Brent crude surpassed the $66 per barrel mark, rising by nearly 2%, setting the stage for its first weekly gain this month.
Meanwhile, West Texas Intermediate (WTI) hovered near $63 per barrel.
The American move followed new sanctions on China’s Shandong Shengxing Chemical Co. Ltd.,
accused of purchasing over $1 billion worth of Iranian crude in defiance of existing sanctions.
U.S. Treasury Secretary Scott Bessent affirmed that Washington will intensify its efforts to isolate Iranian oil supplies from the global market.
In response, Tehran voiced strong objections, warning that such policies could derail the nascent nuclear negotiations with the United States,
amid escalating regional and global tensions.
Despite the escalation, some analysts believe the actual impact may be limited,
noting that Tehran and Beijing have built alternative financing and transport networks
that reduce dependence on the international financial system.
Adding further support to prices, U.S. government data revealed a drop in crude inventories at the Cushing,
Oklahoma delivery hub, hitting their lowest seasonal levels since 2008.
Still, gains remain modest when compared to the sharp losses earlier this month,
where prices plunged over $10 per barrel due to concerns over chaotic tariff decisions
by President Donald Trump that cast doubt on global economic growth and energy demand.
Meanwhile, the OPEC+ alliance continues to pressure member countries to adhere to output quotas.
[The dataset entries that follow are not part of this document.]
PR #2577, opened 2023-09-24
refactor: Path compression for DiscrTree

nomeata:
Trie data structures tend to be very wasteful if one doesn’t apply path compression: If you have a sequence of nodes of degree 1, better put them in a flat array, instead of nested `.nodes` with singleton arrays.

If applied to the `DiscrTree`, this would reduce the size of the `DiscrTree` used by mathlib’s `library_search` from `217 MB` to `41 MB`, and the maximum depth from `2596` to `27`. The maximum depths was causing stack overflow in mathlib PRs.


nomeata:
Could someone !bench this?

I don't know why the mathlib bot reports failure; that failing file works locally in VSCode here. Maybe some toolchain confusion?

Kha:
!bench

nomeata:
> There were [no significant changes](http://speed.lean-fro.org/lean4/compare/55fc863a-73f0-4713-a374-dea774d8add5/to/4e4d1dce-0d96-442b-9bfc-e3a8446f2431) against commit https://github.com/leanprover/lean4/commit/2ac782c31593b0abc9ab84f3614895ef14b74e4f.

That’s a bit disappointing. I’ll make mathlib compile, maybe there is something there.

nomeata:
From 237MB to:
```
$ ls -sh ./build/lib/MathlibExtras/LibrarySearch.extra
58M ./build/lib/MathlibExtras/LibrarySearch.extra
```
That's at least pretty nice.

What do I have to do to get a speedcenter comparision for mathlib, for <https://github.com/leanprover-community/mathlib4/compare/nightly-testing...lean-pr-testing-2577>? Do I have to open a PR with that change first?

nomeata:
Results are in: http://speed.lean-fro.org/mathlib4/compare/e7b27246-a3e6-496a-b552-ff4b45c7236e/to/ee9e4caf-7a54-4dc1-a6d9-19101bc7d2d9?hash1=a477df946a0648231b66e5a7f0f04839546ebf25

Mild improvements across the board, it seems?

nomeata:
awaiting-review

Guess we have the data to weigh this idea. The code certainly gets more complex, but the size gains at least for `library_search` (didn't check the size of other in instances used) are significant, and a 3.5% mathlib compile time improvement is at least nice.

Jovan Gerbscheid pointed out that due to the well-nested structure of key sequences, values are only ever found at the leaves. One could therefore remove the .empty constructor and the recursive argument to .values, and make insertion panic when the key sequence is invalid, for a bit code reduction.

digama0:
A 3.5% wall clock improvement on mathlib is huge. I don't know how this happened, the instruction count is only down by 0.5% but the branch misses are down 2.5% so maybe the difference is that because discrimination trees are smaller there is less cache usage and shorter pointer chains to follow. Unfortunately cache misses do not seem to be a tracked figure so it is hard to say for sure, but this looks like a strong positive sign.

Kha:
Are you both looking at the "lint wall-clock" line instead of "build wall-clock"?

nomeata:
I looked at “build compilation” but thinking about it, it probably means just the .c->.o part, so obviously the wrong line 🤦‍♂️

build wall-time is up 0.5%, how unfortunate.

nomeata:
I updated the branches, and created a new comparison report:
<http://speed.lean-fro.org/mathlib4/compare/63a60bc6-4997-4dbe-a363-9ceff22def1c/to/1c8d5e96-3fad-4da2-b00c-4b1a63cdc75b>

I’m not sure how to best get a good signal from the report.
This time build wall-clock has improved by 0.9% (probably noise). Instruction counts go down through the bank, but less than 1%. All not very exiciting, not sure if this is worth pursuing, it seems only the size improvement to the `library_search` and `rw?` cache still look good.

semorrison:
Oh, I think you're underselling. A 1% improvement on Mathlib is still great news, and the size improvements for the caches are a significant QOL win, because they are usually the last to finish when running `lake exe cache get`.

semorrison:
@nomeata, I'm marking this back to `awaiting-author` now that there are conflicts.

nomeata:
Absolutely! Although I think I’ll see https://github.com/leanprover/std4/pull/285 (which I also have to update now) through first, so that refactorings like the present only affect one downstream repo, and not three.

nomeata:
I’ll close this. Others are working on DiscrTree more actively these days, have a better sense if this is useful, and if it is, can probably cherry-pick the ideas easily.

JovanGerb:
@nomeata, do you have interest in reviving this PR in some form? As mathlib and Lean continue to grow, the number of simp lemmas keeps growing, and building the simp discrimination tree (at import time) is taking a significant amount of time when importing all of mathlib. The refactor in this PR would be one way to mitigate this inefficiency.

nomeata:
Do we have evidence that this PR is helping with import times?

JovanGerb:
I measured that for `import Mathlib`, the `simp` discrimination tree takes about 0.5s and the instances discrimination tree takes about 0.1s. When building mathlib, the imports are typically smaller, so it will take less time per file, but with over 8000 files this will add up. (see [#mathlib4 > Performance cost of environment extensions @ 💬](https://leanprover.zulipchat.com/#narrow/channel/287929-mathlib4/topic/Performance.20cost.20of.20environment.20extensions/near/571450884))

And I recall that when this PR was benchmarked against mathlib there was a significant speedup. So I figured that this speedup is from the reduced import times, and that the effect would be even more significant now that mathlib has grown more.

nomeata:
Improving startup time for `import Mathlib` would be nice. I’ll ask claude to update this PR and we can get some measurement :-)

JovanGerb:
An alternative approach would be to make use of a `Thunk` data structure so as to never compute the entire discrimination tree. However when I tried this, I realized that the implementation would require some more flexibility from the environment extension framework: at import time we would have to first construct the root node of the discrimination tree, and after that is created, map over it with some `Thunk.mk`. Otherwise we would need to use a `Thunk.map` for each imported simp lemma, which I somehow imagine to not be efficient.

nomeata:
Closing this PR in favor of https://github.com/leanprover/lean4/pull/12838

Some form of lazy loading may possibly also be interesting, of course.

Issue #2580, opened 2023-09-25
RFC: style: number of spaces before `|`


mo271:
### Proposal

I propose to make the amount of spaces used before `\` consistent. Currently it is a mix of zero or two spaces, with a majority being two spaces. (There is very few places where another number such as 3 or 4 is used, I'll send a pr for that soon)

Other projects such as std and mathlib are doing two spaces.

  - **User Experience**: How does this feature improve the user experience?
  
  The user does not have to think how many spaces to type, automation tools can make consistent choices.

  - **Beneficiaries**: Which Lean users and projects benefit most from this feature/change?
  
  I suppose mainly those that write code in core lean, but of course this style, when done here, will probably be imitated by many other projects.

  - **Maintainability**: Will this change streamline code maintenance or simplify its structure?

Probably it will minimally simplify maintenance. 

### Community Feedback

Ideas should be discussed on [the Lean Zulip](https://leanprover.zulipchat.com) prior to submitting a proposal. Summarize all prior discussions and link them here.

_Summary_: Two spaces is the de-factor convention, so let's go with this.

https://leanprover.zulipchat.com/#narrow/stream/287929-mathlib4/topic/style.20for.20proofs.20with.20.60.7C.60.2E

### Impact

Add :+1: to [issues you consider important](https://github.com/leanprover/lean4/issues?q=is%3Aissue+is%3Aopen+sort%3Areactions-%2B1-desc). If others benefit from the changes in this proposal being added, please ask them to add :+1: to it.

nomeata:
This is only about definitions defined by `|` clauses, but not about the `match` statement, where the clauses continue to be not indented relative to the `match`, correct?

mo271:
yes, when there is a `match` the `|` should have the same indentation. There are a few handful of cases currently in the library where this is not the case, including an odd number of spaces perhaps also worth cleaning up.

Kha:
Thanks for the RFC. As we do not have a formal style guide nor a code formatter implementing one nor do we want to create/review pure style changes manually, this RFC is not directly actionable. Thus I am closing it for the time being.

PR #2581, opened 2023-09-25
chore: indentation before `|`

mo271:
This fixes indentation before `|` in places where the amount of spaces was not 0 or 2.

I suppose this is the non-controversial part of #2580. Deciding for either 0 or 2 to make it consistent would be a much larger change.

#2580


tests/lean/run/KyleAlg.lean
```diff
@@ -187,7 +187,7 @@ instance [One α] [One β] : One (α × β) where
     one := (1, 1)
 
 theorem Product.ext : {p q : α × β} → p.1 = q.1 → p.2 = q.2 → p = q
-    | (a, b), (c, d) => by simp_all
```
eric-wieser, line 190: This whole file uses four-space indentation

tests/lean/run/KyleAlgAbbrev.lean
```diff
@@ -163,7 +163,7 @@ instance [One α] [One β] : One (α × β) where
     one := (1, 1)
 
 theorem Product.ext : {p q : α × β} → p.1 = q.1 → p.2 = q.2 → p = q
-    | (a, b), (c, d) => by simp_all
+  | (a, b), (c, d) => by simp_all
```
eric-wieser, line 166: As does this one.

tests/lean/run/KyleAlg.lean
mo271: yes, and curly braces and semi-colons.

Do you propose to not change the indentation before `|` in this file or to make the style of this file and `KyleAlgAbbrev` to match the rest of the repo. 
There are currently only 69 occurance of `by \{\n` , one of them seems deliberate (because of the comment "`Same example for curly braces and semicolons aficionados`")

eric-wieser: I can't speak for the lean4 developers, but I think the most sensible choice is either:
* Leave the file alone (reverting the changes here), adapt the rule to "one indentation level" rather than two spaces
* Make a separate PR to clean up files with four-space indents.

zwarich:
This is 2 years stale for a widespread style cleanup. If we still want to do this, someone can open a new PR.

However, recent data shows limited compliance by Iraq and Russia,
while Kazakhstan—historically non-compliant—recorded a more than 40% surge in inventories.
Gold
Shines Amid Economic Uncertainty, Reaches Historic Highs
Amid intensifying trade tensions and unclear U.S. policy signals, gold continues to glitter as investors’ top safe haven.
The precious metal rose by 0.4% to reach $3,357.78 per ounce,
following a dramatic 3.5% leap on Wednesday—its biggest daily gain since March 2023.
The risk-off rally was driven by warnings from Federal Reserve Chair Jerome Powell,
who emphasized that the ongoing trade war is destabilizing markets and threatening economic resilience.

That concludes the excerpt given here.